» **INPUT FOR THIS TASK**:
▼

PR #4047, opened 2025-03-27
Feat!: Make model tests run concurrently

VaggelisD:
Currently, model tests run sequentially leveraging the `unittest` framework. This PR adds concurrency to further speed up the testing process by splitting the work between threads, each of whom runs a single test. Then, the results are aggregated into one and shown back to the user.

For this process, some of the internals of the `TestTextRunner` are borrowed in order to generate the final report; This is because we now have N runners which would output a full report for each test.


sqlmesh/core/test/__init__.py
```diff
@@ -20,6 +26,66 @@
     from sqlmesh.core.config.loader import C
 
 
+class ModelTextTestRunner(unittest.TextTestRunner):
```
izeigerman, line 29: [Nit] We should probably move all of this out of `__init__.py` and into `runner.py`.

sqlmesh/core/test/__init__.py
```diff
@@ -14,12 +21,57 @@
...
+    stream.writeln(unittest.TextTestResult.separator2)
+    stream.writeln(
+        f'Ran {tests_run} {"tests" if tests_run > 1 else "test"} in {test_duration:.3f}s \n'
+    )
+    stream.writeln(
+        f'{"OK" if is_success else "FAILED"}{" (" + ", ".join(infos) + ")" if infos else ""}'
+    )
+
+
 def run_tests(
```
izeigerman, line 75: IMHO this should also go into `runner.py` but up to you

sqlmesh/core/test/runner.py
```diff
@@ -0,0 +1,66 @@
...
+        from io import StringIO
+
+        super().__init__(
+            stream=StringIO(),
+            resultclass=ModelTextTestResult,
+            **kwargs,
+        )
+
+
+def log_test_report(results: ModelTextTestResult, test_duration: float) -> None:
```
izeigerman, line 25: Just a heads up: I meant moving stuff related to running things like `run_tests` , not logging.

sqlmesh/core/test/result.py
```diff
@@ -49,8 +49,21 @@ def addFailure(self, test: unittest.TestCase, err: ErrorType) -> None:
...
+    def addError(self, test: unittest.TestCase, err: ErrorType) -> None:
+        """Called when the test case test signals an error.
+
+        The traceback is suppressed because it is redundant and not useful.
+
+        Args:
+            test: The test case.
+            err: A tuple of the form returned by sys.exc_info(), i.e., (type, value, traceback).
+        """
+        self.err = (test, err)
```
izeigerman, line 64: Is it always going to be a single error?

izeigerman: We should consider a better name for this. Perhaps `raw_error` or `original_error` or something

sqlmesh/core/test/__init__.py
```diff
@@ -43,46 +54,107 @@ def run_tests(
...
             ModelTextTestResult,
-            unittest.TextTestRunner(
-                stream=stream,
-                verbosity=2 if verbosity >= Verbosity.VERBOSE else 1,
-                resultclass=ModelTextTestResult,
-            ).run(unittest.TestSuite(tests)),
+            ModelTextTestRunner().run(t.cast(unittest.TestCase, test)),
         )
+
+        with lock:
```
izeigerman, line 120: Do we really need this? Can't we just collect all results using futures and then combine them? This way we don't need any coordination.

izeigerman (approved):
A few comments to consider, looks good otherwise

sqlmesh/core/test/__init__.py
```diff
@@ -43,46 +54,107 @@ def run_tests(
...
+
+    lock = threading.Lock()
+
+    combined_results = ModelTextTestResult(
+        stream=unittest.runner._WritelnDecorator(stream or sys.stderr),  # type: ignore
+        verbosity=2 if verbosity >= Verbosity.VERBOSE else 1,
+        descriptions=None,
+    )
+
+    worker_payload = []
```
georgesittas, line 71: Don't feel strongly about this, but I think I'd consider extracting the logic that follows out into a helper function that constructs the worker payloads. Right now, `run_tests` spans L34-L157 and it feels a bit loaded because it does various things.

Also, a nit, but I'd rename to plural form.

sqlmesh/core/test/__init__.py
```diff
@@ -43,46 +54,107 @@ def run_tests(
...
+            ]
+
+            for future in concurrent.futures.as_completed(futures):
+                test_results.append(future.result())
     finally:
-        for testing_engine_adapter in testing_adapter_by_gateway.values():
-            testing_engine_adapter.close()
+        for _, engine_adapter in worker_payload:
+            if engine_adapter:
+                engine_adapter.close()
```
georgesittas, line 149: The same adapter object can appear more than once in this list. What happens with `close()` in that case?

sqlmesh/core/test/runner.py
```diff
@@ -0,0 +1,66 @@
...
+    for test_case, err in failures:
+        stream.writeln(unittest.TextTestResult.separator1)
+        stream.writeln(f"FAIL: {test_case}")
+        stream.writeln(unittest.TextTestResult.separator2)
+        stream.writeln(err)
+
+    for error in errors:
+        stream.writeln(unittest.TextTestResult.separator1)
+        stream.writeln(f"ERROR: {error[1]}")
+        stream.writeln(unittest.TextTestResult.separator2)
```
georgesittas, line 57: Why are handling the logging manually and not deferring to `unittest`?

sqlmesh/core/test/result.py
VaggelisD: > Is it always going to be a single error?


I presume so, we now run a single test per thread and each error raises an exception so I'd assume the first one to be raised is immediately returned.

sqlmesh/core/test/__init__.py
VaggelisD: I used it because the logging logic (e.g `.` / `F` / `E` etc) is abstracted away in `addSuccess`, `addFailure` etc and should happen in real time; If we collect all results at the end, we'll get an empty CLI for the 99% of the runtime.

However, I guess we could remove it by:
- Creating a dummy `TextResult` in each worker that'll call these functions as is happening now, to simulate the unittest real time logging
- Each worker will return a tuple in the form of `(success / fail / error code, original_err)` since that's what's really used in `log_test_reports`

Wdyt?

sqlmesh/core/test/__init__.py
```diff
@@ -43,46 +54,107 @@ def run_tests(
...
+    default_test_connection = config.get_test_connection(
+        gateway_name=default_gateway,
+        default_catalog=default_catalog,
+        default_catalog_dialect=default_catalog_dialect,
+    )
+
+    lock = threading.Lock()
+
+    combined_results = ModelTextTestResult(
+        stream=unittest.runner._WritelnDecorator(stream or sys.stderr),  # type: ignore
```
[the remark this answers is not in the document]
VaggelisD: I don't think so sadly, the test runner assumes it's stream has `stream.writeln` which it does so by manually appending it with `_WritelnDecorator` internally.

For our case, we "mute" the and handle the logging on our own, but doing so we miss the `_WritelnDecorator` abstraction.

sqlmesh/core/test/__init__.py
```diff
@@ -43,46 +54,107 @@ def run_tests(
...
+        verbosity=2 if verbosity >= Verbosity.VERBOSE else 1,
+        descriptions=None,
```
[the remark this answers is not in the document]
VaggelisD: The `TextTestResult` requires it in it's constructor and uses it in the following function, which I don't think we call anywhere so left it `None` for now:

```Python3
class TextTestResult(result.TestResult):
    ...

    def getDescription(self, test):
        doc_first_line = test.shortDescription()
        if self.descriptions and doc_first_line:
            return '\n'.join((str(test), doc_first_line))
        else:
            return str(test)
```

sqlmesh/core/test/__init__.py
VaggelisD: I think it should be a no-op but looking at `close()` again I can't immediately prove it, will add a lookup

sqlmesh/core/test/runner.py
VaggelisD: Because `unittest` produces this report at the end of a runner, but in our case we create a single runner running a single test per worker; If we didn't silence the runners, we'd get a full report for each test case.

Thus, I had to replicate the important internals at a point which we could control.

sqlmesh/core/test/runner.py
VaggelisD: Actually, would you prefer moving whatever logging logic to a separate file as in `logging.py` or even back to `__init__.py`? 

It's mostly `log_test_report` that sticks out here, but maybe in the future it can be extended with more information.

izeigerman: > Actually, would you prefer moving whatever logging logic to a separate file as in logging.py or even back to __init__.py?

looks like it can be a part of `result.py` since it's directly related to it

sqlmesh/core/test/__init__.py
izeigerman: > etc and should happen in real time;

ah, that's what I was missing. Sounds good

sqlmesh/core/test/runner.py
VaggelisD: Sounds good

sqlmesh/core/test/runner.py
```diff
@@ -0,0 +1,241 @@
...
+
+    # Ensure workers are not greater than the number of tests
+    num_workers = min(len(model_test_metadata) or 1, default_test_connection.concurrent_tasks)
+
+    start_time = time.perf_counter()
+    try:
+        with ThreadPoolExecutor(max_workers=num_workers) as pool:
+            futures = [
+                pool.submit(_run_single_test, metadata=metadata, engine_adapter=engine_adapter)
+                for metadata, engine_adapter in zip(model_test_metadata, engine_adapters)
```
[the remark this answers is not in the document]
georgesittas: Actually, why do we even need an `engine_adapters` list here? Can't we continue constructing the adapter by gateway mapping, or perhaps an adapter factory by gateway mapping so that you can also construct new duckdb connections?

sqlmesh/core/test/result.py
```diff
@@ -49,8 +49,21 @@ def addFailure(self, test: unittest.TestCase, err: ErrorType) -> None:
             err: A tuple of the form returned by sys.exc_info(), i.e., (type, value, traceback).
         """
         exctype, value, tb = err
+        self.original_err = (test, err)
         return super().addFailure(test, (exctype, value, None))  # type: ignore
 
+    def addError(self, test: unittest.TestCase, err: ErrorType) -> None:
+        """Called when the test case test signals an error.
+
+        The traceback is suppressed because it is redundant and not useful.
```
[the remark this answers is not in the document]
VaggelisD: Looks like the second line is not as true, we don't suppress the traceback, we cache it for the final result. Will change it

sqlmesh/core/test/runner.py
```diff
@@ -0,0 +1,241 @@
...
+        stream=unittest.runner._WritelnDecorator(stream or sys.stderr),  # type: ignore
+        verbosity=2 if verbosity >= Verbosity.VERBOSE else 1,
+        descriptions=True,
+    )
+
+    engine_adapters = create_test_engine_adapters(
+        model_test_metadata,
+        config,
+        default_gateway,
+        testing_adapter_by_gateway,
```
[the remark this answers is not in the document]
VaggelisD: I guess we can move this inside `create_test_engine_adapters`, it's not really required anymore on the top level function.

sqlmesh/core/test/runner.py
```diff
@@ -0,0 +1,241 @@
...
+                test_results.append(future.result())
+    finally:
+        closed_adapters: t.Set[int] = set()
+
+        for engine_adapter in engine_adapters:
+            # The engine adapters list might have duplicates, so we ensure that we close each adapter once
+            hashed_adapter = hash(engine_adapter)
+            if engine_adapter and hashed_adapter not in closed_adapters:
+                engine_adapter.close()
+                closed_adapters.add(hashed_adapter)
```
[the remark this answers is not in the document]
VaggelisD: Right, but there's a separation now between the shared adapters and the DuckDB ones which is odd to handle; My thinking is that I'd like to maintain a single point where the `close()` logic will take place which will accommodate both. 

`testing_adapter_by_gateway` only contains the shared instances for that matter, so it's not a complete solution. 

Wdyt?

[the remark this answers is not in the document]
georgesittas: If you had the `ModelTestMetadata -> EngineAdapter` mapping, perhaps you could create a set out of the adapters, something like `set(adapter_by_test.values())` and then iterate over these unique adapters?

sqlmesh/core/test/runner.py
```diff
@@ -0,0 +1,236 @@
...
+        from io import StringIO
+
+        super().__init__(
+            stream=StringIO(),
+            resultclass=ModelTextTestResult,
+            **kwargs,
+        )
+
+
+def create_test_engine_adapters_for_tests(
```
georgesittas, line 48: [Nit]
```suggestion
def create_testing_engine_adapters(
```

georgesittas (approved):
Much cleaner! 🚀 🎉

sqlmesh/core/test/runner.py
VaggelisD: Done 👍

▲
▼

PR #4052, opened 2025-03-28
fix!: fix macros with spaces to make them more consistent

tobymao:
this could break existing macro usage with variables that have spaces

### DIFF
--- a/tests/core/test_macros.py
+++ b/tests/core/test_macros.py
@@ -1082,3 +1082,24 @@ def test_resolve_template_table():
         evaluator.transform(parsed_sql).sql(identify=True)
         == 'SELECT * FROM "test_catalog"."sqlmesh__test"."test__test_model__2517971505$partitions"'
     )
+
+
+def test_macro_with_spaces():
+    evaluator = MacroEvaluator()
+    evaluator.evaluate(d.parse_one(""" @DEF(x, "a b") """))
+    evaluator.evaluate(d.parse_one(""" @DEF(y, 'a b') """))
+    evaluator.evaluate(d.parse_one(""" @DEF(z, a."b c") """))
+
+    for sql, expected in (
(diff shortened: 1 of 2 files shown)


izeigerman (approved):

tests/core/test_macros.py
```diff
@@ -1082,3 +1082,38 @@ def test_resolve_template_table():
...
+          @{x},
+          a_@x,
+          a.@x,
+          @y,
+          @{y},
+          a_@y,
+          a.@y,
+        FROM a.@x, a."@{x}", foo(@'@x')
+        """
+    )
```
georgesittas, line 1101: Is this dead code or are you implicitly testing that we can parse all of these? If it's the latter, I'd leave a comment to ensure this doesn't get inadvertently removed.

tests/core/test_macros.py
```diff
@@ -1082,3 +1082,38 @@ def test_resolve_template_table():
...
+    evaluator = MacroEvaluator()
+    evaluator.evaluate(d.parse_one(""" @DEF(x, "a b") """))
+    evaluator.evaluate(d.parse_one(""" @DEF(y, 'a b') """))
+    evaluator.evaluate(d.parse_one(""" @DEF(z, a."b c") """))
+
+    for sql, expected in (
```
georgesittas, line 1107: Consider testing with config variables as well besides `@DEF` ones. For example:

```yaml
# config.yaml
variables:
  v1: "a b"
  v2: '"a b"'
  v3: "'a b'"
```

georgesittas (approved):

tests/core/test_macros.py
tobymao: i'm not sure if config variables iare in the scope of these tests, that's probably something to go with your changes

▲

» **WHAT IS EXPECTED**: For the word "point", count the lines of the records above that hold it and state only that count.

» **RESULT**: 2